[WHAT TO WORK ON]
Could you copy the lines below exactly, leaving none out?

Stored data
== Segment start ==

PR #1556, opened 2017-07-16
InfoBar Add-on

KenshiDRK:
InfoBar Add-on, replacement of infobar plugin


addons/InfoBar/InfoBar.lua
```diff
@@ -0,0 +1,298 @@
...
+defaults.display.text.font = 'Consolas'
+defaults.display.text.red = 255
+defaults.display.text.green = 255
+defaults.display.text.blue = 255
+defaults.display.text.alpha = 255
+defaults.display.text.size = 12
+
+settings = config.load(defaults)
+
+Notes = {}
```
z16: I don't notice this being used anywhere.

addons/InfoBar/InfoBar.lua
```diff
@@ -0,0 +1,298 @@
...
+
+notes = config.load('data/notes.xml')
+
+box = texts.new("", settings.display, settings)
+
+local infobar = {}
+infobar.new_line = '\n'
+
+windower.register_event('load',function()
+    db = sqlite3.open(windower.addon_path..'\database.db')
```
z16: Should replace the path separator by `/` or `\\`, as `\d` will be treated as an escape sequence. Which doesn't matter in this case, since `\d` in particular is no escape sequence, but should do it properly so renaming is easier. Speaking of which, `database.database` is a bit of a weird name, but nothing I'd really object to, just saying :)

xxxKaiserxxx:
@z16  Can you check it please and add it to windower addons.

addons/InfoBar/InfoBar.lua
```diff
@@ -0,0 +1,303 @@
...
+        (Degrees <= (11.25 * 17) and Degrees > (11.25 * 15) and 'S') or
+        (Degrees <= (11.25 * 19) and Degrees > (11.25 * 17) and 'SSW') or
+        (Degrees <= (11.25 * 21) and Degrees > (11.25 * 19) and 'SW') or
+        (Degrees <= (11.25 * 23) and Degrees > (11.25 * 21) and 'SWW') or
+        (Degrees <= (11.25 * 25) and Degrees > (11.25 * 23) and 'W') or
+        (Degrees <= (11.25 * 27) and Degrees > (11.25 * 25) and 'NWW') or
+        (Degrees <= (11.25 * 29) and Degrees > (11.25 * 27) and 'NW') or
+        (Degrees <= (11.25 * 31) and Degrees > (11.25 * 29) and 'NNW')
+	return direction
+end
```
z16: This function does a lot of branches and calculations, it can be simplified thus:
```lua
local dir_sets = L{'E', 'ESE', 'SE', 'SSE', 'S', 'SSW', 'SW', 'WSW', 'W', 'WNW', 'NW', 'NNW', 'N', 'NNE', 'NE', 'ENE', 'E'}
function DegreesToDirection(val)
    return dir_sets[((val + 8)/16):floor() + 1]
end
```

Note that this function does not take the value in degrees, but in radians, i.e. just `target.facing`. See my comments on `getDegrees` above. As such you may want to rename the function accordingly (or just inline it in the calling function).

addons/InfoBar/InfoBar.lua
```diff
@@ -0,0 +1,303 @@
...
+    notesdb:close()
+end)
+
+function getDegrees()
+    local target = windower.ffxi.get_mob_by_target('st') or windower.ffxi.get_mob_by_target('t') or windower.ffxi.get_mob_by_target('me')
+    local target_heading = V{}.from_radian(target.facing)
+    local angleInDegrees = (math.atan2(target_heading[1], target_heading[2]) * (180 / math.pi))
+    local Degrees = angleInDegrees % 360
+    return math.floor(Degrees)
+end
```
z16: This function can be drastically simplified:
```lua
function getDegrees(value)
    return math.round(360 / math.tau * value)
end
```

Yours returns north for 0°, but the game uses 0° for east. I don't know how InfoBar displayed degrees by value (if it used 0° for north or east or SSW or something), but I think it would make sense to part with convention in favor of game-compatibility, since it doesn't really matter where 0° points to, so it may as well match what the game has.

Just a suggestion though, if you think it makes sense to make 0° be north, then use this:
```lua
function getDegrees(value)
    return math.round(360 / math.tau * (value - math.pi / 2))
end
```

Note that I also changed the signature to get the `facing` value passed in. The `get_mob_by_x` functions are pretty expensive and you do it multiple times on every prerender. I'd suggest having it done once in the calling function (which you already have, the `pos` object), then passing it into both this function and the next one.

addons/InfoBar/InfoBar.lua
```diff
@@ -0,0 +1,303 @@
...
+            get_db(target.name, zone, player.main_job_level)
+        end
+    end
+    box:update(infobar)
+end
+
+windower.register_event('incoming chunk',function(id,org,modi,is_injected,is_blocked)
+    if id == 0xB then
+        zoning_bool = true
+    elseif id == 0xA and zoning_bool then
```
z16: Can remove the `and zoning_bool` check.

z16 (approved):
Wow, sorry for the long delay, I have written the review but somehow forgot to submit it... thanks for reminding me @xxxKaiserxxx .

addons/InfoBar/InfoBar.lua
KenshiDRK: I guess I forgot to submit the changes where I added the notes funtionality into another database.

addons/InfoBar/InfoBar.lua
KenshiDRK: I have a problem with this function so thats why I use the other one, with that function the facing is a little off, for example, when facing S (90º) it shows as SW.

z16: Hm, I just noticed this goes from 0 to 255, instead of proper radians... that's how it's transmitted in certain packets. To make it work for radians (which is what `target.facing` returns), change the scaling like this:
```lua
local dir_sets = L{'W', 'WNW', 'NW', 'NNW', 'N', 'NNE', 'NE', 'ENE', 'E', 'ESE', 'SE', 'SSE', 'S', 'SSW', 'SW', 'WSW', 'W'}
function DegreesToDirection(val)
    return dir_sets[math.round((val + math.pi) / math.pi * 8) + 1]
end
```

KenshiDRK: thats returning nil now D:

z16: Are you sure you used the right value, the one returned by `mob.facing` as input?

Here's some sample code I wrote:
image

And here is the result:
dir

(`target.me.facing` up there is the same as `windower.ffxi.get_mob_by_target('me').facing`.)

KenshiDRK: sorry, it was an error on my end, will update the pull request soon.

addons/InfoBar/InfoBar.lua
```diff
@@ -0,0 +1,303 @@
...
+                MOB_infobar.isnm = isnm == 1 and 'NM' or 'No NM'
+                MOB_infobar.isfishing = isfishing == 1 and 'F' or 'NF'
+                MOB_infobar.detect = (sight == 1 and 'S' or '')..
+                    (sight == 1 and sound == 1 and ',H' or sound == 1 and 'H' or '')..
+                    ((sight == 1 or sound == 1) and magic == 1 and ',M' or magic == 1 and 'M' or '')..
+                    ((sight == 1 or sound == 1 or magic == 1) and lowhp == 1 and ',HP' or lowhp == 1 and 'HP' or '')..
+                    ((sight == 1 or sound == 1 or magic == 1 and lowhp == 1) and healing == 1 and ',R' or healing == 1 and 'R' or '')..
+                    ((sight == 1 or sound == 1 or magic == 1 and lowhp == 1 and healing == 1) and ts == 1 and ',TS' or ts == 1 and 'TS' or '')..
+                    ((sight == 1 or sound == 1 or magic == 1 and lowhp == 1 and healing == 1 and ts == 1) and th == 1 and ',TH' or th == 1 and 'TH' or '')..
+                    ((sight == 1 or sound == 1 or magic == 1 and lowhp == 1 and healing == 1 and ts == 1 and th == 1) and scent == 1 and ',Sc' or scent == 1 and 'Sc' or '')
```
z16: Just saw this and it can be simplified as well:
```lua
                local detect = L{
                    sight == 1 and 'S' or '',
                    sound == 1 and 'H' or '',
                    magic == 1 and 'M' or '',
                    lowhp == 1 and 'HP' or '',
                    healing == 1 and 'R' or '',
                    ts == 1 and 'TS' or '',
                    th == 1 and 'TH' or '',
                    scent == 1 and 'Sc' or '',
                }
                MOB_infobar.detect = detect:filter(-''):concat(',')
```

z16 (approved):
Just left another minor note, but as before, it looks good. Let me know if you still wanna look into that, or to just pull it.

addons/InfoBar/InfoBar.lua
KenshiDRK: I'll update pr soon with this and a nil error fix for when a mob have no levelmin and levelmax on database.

== Segment end ==

[EXERCISE RESPONSE]
PR #1556, opened 2017-07-16
InfoBar Add-on

KenshiDRK:
InfoBar Add-on, replacement of infobar plugin


addons/InfoBar/InfoBar.lua
```diff
@@ -0,0 +1,298 @@
...
+defaults.display.text.font = 'Consolas'
+defaults.display.text.red = 255
+defaults.display.text.green = 255
+defaults.display.text.blue = 255
+defaults.display.text.alpha = 255
+defaults.display.text.size = 12
+
+settings = config.load(defaults)
+
+Notes = {}
```
z16: I don't notice this being used anywhere.

addons/InfoBar/InfoBar.lua
```diff
@@ -0,0 +1,298 @@
...
+
+notes = config.load('data/notes.xml')
+
+box = texts.new("", settings.display, settings)
+
+local infobar = {}
+infobar.new_line = '\n'
+
+windower.register_event('load',function()
+    db = sqlite3.open(windower.addon_path..'\database.db')
```
z16: Should replace the path separator by `/` or `\\`, as `\d` will be treated as an escape sequence. Which doesn't matter in this case, since `\d` in particular is no escape sequence, but should do it properly so renaming is easier. Speaking of which, `database.database` is a bit of a weird name, but nothing I'd really object to, just saying :)

xxxKaiserxxx:
@z16  Can you check it please and add it to windower addons.

addons/InfoBar/InfoBar.lua
```diff
@@ -0,0 +1,303 @@
...
+        (Degrees <= (11.25 * 17) and Degrees > (11.25 * 15) and 'S') or
+        (Degrees <= (11.25 * 19) and Degrees > (11.25 * 17) and 'SSW') or
+        (Degrees <= (11.25 * 21) and Degrees > (11.25 * 19) and 'SW') or
+        (Degrees <= (11.25 * 23) and Degrees > (11.25 * 21) and 'SWW') or
+        (Degrees <= (11.25 * 25) and Degrees > (11.25 * 23) and 'W') or
+        (Degrees <= (11.25 * 27) and Degrees > (11.25 * 25) and 'NWW') or
+        (Degrees <= (11.25 * 29) and Degrees > (11.25 * 27) and 'NW') or
+        (Degrees <= (11.25 * 31) and Degrees > (11.25 * 29) and 'NNW')
+	return direction
+end
```
z16: This function does a lot of branches and calculations, it can be simplified thus:
```lua
local dir_sets = L{'E', 'ESE', 'SE', 'SSE', 'S', 'SSW', 'SW', 'WSW', 'W', 'WNW', 'NW', 'NNW', 'N', 'NNE', 'NE', 'ENE', 'E'}
function DegreesToDirection(val)
    return dir_sets[((val + 8)/16):floor() + 1]
end
```

Note that this function does not take the value in degrees, but in radians, i.e. just `target.facing`. See my comments on `getDegrees` above. As such you may want to rename the function accordingly (or just inline it in the calling function).

addons/InfoBar/InfoBar.lua
```diff
@@ -0,0 +1,303 @@
...
+    notesdb:close()
+end)
+
+function getDegrees()
+    local target = windower.ffxi.get_mob_by_target('st') or windower.ffxi.get_mob_by_target('t') or windower.ffxi.get_mob_by_target('me')
+    local target_heading = V{}.from_radian(target.facing)
+    local angleInDegrees = (math.atan2(target_heading[1], target_heading[2]) * (180 / math.pi))
+    local Degrees = angleInDegrees % 360
+    return math.floor(Degrees)
+end
```
z16: This function can be drastically simplified:
```lua
function getDegrees(value)
    return math.round(360 / math.tau * value)
end
```

Yours returns north for 0°, but the game uses 0° for east. I don't know how InfoBar displayed degrees by value (if it used 0° for north or east or SSW or something), but I think it would make sense to part with convention in favor of game-compatibility, since it doesn't really matter where 0° points to, so it may as well match what the game has.

Just a suggestion though, if you think it makes sense to make 0° be north, then use this:
```lua
function getDegrees(value)
    return math.round(360 / math.tau * (value - math.pi / 2))
end
```

Note that I also changed the signature to get the `facing` value passed in. The `get_mob_by_x` functions are pretty expensive and you do it multiple times on every prerender. I'd suggest having it done once in the calling function (which you already have, the `pos` object), then passing it into both this function and the next one.

addons/InfoBar/InfoBar.lua
```diff
@@ -0,0 +1,303 @@
...
+            get_db(target.name, zone, player.main_job_level)
+        end
+    end
+    box:update(infobar)
+end
+
+windower.register_event('incoming chunk',function(id,org,modi,is_injected,is_blocked)
+    if id == 0xB then
+        zoning_bool = true
+    elseif id == 0xA and zoning_bool then
```
z16: Can remove the `and zoning_bool` check.

z16 (approved):
Wow, sorry for the long delay, I have written the review but somehow forgot to submit it... thanks for reminding me @xxxKaiserxxx .

addons/InfoBar/InfoBar.lua
KenshiDRK: I guess I forgot to submit the changes where I added the notes funtionality into another database.

addons/InfoBar/InfoBar.lua
KenshiDRK: I have a problem with this function so thats why I use the other one, with that function the facing is a little off, for example, when facing S (90º) it shows as SW.

z16: Hm, I just noticed this goes from 0 to 255, instead of proper radians... that's how it's transmitted in certain packets. To make it work for radians (which is what `target.facing` returns), change the scaling like this:
```lua
local dir_sets = L{'W', 'WNW', 'NW', 'NNW', 'N', 'NNE', 'NE', 'ENE', 'E', 'ESE', 'SE', 'SSE', 'S', 'SSW', 'SW', 'WSW', 'W'}
function DegreesToDirection(val)
    return dir_sets[math.round((val + math.pi) / math.pi * 8) + 1]
end
```

KenshiDRK: thats returning nil now D:

z16: Are you sure you used the right value, the one returned by `mob.facing` as input?

Here's some sample code I wrote:
image

And here is the result:
dir

(`target.me.facing` up there is the same as `windower.ffxi.get_mob_by_target('me').facing`.)

KenshiDRK: sorry, it was an error on my end, will update the pull request soon.

addons/InfoBar/InfoBar.lua
```diff
@@ -0,0 +1,303 @@
...
+                MOB_infobar.isnm = isnm == 1 and 'NM' or 'No NM'
+                MOB_infobar.isfishing = isfishing == 1 and 'F' or 'NF'
+                MOB_infobar.detect = (sight == 1 and 'S' or '')..
+                    (sight == 1 and sound == 1 and ',H' or sound == 1 and 'H' or '')..
+                    ((sight == 1 or sound == 1) and magic == 1 and ',M' or magic == 1 and 'M' or '')..
+                    ((sight == 1 or sound == 1 or magic == 1) and lowhp == 1 and ',HP' or lowhp == 1 and 'HP' or '')..
+                    ((sight == 1 or sound == 1 or magic == 1 and lowhp == 1) and healing == 1 and ',R' or healing == 1 and 'R' or '')..
+                    ((sight == 1 or sound == 1 or magic == 1 and lowhp == 1 and healing == 1) and ts == 1 and ',TS' or ts == 1 and 'TS' or '')..
+                    ((sight == 1 or sound == 1 or magic == 1 and lowhp == 1 and healing == 1 and ts == 1) and th == 1 and ',TH' or th == 1 and 'TH' or '')..
+                    ((sight == 1 or sound == 1 or magic == 1 and lowhp == 1 and healing == 1 and ts == 1 and th == 1) and scent == 1 and ',Sc' or scent == 1 and 'Sc' or '')
```
z16: Just saw this and it can be simplified as well:
```lua
                local detect = L{
                    sight == 1 and 'S' or '',
                    sound == 1 and 'H' or '',
                    magic == 1 and 'M' or '',
                    lowhp == 1 and 'HP' or '',
                    healing == 1 and 'R' or '',
                    ts == 1 and 'TS' or '',
                    th == 1 and 'TH' or '',
                    scent == 1 and 'Sc' or '',
                }
                MOB_infobar.detect = detect:filter(-''):concat(',')
```

z16 (approved):
Just left another minor note, but as before, it looks good. Let me know if you still wanna look into that, or to just pull it.

addons/InfoBar/InfoBar.lua
KenshiDRK: I'll update pr soon with this and a nil error fix for when a mob have no levelmin and levelmax on database.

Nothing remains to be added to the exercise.